Could you write out all of the data again, word for word?

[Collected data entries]
• • • • • • •
PR #5326, opened 2026-08-05
Fix quadratic cost in adaptive mesh refinement's coarse/fine cell-map construction

pbrubeck:
## Summary

`adaptive_parent_child_cell_maps` resolved each fine cell's coarse parent with PETSc's `DMLabelGetValue`, called once per fine cell. `DMLabelGetValue` should resolve a point in O(1); instead it scans every stratum of the label linearly until it finds the one containing the queried point. `set_adaptive_parent_label` gives every coarse cell its own stratum value, so on an adaptively refined mesh the per-fine-cell loop was effectively O(nfine · ncoarse), not O(nfine). Profiling `adaptive_multigrid.py` under `-log_view` showed `refine_marked_elements` dominated not by PETSc's `refine_sbr` mesh transform itself, but by time attributed to this uninstrumented loop.

`adaptive_parent_child_cell_maps` now walks the label by stratum instead, with `DMLabelGetStratumSize`/`DMLabelGetStratumIS`, one call per coarse cell. That uses PETSc's O(1) value→stratum hash map and touches each fine cell exactly once, so the loop is O(nfine + ncoarse). Output is unchanged — cross-checked bit-for-bit against the original point-wise result on refined netgen meshes.

On the `AdaptiveMeshHierarchy` demo (first 10 Dörfler-marked refinement levels of an L-shaped netgen mesh), `adaptive_parent_child_cell_maps`'s share of time inside `refine_marked_elements` drops from 59% to 8%, and `refine_marked_elements`'s own total drops by 55%. The dominant cost left inside `refine_marked_elements` is now legitimately PETSc's own mesh-refinement transform.

## Collateral changes

`_adapt_marked_cells` and `refine_marked_elements` (`firedrake/adapt.py`) gained `PETSc.Log.Event` wrappers around each of their previously-unattributed sub-steps (label marking, `set_adaptive_parent_label`, the `adaptLabel` transform, `Mesh()` construction, `adaptive_parent_child_cell_maps`, re-marking, Netgen re-curving). Without them, `-log_view` attributed all of this work to `refine_marked_elements`'s own self-time rather than the call that actually spent it, which is what obscured this cost in the first place.

The `adaptive_multigrid` demo's recorded multigrid iteration counts and convergence plot predated #5215's DMPlexTransform-based mesh adaptivity; both are regenerated here against current `refine_marked_elements` output.

## Tests

`tests/firedrake/multigrid/test_adaptive_multigrid.py` already exercises `adaptive_parent_child_cell_maps` across firedrake/netgen meshes and process counts; it passes unchanged at nprocs 1/2/4.


firedrake/adapt.py
```diff
@@ -28,20 +29,23 @@ def _adapt_marked_cells(mesh, cell_marker):
...
 
     parameters = {"dm_plex_transform_type": "refine_sbr"}
     try:
         # options_prefix="" is essential
-        with petsctools.inserted_options(parameters=parameters, options_prefix=""):
-            new_dm = dm.adaptLabel(ADAPT_LABEL)
+        with PETSc.Log.Event("AdaptiveRefine: inserted_options"):
+            with petsctools.inserted_options(parameters=parameters, options_prefix=""):
+                with PETSc.Log.Event("AdaptiveRefine: adaptLabel"):
+                    new_dm = dm.adaptLabel(ADAPT_LABEL)
```
pbrubeck:
```suggestion
        with petsctools.inserted_options(parameters=parameters, options_prefix=""):
            with PETSc.Log.Event("AdaptiveRefine: adaptLabel"):
                new_dm = dm.adaptLabel(ADAPT_LABEL)
```

demos/adaptive_multigrid/adaptive_convergence.png
pbrubeck, line 1: The demo output was from the pre-#5215 era, so it was using netgen-driven adaptivity and needed an update. DMPlex adaptivity uses a different algorithm, thus `refine_marked_element` is now producing a different mesh (vs `netgen.Refine(adaptive=True)`) for the same marker.

connorjward (approved):

pbrubeck:
Thanks. CI failures are known. Merging

PR #5329, opened 2026-08-06
Restrict star patches to the adaptively refined region

pbrubeck:
> **Depends on PETSc** [petsc/petsc!9481](https://gitlab.com/petsc/petsc/-/merge_requests/9481), the tip of the stack [!9480](https://gitlab.com/petsc/petsc/-/merge_requests/9480) → [!9414](https://gitlab.com/petsc/petsc/-/merge_requests/9414) → !9481. The last commit points CI at that branch and must be dropped before merging.

`ASMStarPC` built its index sets in Python, taking each seed's star through `getTransitiveClosure` and gathering the dofs point by point. Every entity of the stratum got a patch, whether or not it lay anywhere near a refinement, so a smoother on an adaptively refined level relaxed the whole mesh to fix a corner of it.

`ASMStarPC` now has a single IS-construction mechanism, in `firedrake/cython/patchimpl.pyx`, used for every case rather than only the colored one: `create_star_points()` takes the star of each owned seed and `create_patch_ises()` gathers the dofs those points carry. The seeds may be restricted to the region that was genuinely refined, and the coloring then colors only those, so the patch count follows the size of the refined region instead of the size of the mesh.

### Changes

- `create_star_points()` and `create_patch_ises()` replace `build_star_indices`, which is gone. They reproduce the dof ordering the Python path produced, so a reordering requested with `pc_star_mat_ordering_type` still applies per star.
• • • • • • •
### Task result
PR #5326, opened 2026-08-05
Fix quadratic cost in adaptive mesh refinement's coarse/fine cell-map construction

pbrubeck:
## Summary

`adaptive_parent_child_cell_maps` resolved each fine cell's coarse parent with PETSc's `DMLabelGetValue`, called once per fine cell. `DMLabelGetValue` should resolve a point in O(1); instead it scans every stratum of the label linearly until it finds the one containing the queried point. `set_adaptive_parent_label` gives every coarse cell its own stratum value, so on an adaptively refined mesh the per-fine-cell loop was effectively O(nfine · ncoarse), not O(nfine). Profiling `adaptive_multigrid.py` under `-log_view` showed `refine_marked_elements` dominated not by PETSc's `refine_sbr` mesh transform itself, but by time attributed to this uninstrumented loop.

`adaptive_parent_child_cell_maps` now walks the label by stratum instead, with `DMLabelGetStratumSize`/`DMLabelGetStratumIS`, one call per coarse cell. That uses PETSc's O(1) value→stratum hash map and touches each fine cell exactly once, so the loop is O(nfine + ncoarse). Output is unchanged — cross-checked bit-for-bit against the original point-wise result on refined netgen meshes.

On the `AdaptiveMeshHierarchy` demo (first 10 Dörfler-marked refinement levels of an L-shaped netgen mesh), `adaptive_parent_child_cell_maps`'s share of time inside `refine_marked_elements` drops from 59% to 8%, and `refine_marked_elements`'s own total drops by 55%. The dominant cost left inside `refine_marked_elements` is now legitimately PETSc's own mesh-refinement transform.

## Collateral changes

`_adapt_marked_cells` and `refine_marked_elements` (`firedrake/adapt.py`) gained `PETSc.Log.Event` wrappers around each of their previously-unattributed sub-steps (label marking, `set_adaptive_parent_label`, the `adaptLabel` transform, `Mesh()` construction, `adaptive_parent_child_cell_maps`, re-marking, Netgen re-curving). Without them, `-log_view` attributed all of this work to `refine_marked_elements`'s own self-time rather than the call that actually spent it, which is what obscured this cost in the first place.

The `adaptive_multigrid` demo's recorded multigrid iteration counts and convergence plot predated #5215's DMPlexTransform-based mesh adaptivity; both are regenerated here against current `refine_marked_elements` output.

## Tests

`tests/firedrake/multigrid/test_adaptive_multigrid.py` already exercises `adaptive_parent_child_cell_maps` across firedrake/netgen meshes and process counts; it passes unchanged at nprocs 1/2/4.


firedrake/adapt.py
```diff
@@ -28,20 +29,23 @@ def _adapt_marked_cells(mesh, cell_marker):
...
 
     parameters = {"dm_plex_transform_type": "refine_sbr"}
     try:
         # options_prefix="" is essential
-        with petsctools.inserted_options(parameters=parameters, options_prefix=""):
-            new_dm = dm.adaptLabel(ADAPT_LABEL)
+        with PETSc.Log.Event("AdaptiveRefine: inserted_options"):
+            with petsctools.inserted_options(parameters=parameters, options_prefix=""):
+                with PETSc.Log.Event("AdaptiveRefine: adaptLabel"):
+                    new_dm = dm.adaptLabel(ADAPT_LABEL)
```
pbrubeck:
```suggestion
        with petsctools.inserted_options(parameters=parameters, options_prefix=""):
            with PETSc.Log.Event("AdaptiveRefine: adaptLabel"):
                new_dm = dm.adaptLabel(ADAPT_LABEL)
```

demos/adaptive_multigrid/adaptive_convergence.png
pbrubeck, line 1: The demo output was from the pre-#5215 era, so it was using netgen-driven adaptivity and needed an update. DMPlex adaptivity uses a different algorithm, thus `refine_marked_element` is now producing a different mesh (vs `netgen.Refine(adaptive=True)`) for the same marker.

connorjward (approved):

pbrubeck:
Thanks. CI failures are known. Merging

PR #5329, opened 2026-08-06
Restrict star patches to the adaptively refined region

pbrubeck:
> **Depends on PETSc** [petsc/petsc!9481](https://gitlab.com/petsc/petsc/-/merge_requests/9481), the tip of the stack [!9480](https://gitlab.com/petsc/petsc/-/merge_requests/9480) → [!9414](https://gitlab.com/petsc/petsc/-/merge_requests/9414) → !9481. The last commit points CI at that branch and must be dropped before merging.

`ASMStarPC` built its index sets in Python, taking each seed's star through `getTransitiveClosure` and gathering the dofs point by point. Every entity of the stratum got a patch, whether or not it lay anywhere near a refinement, so a smoother on an adaptively refined level relaxed the whole mesh to fix a corner of it.

`ASMStarPC` now has a single IS-construction mechanism, in `firedrake/cython/patchimpl.pyx`, used for every case rather than only the colored one: `create_star_points()` takes the star of each owned seed and `create_patch_ises()` gathers the dofs those points carry. The seeds may be restricted to the region that was genuinely refined, and the coloring then colors only those, so the patch count follows the size of the refined region instead of the size of the mesh.

### Changes

- `create_star_points()` and `create_patch_ises()` replace `build_star_indices`, which is gone. They reproduce the dof ordering the Python path produced, so a reordering requested with `pc_star_mat_ordering_type` still applies per star.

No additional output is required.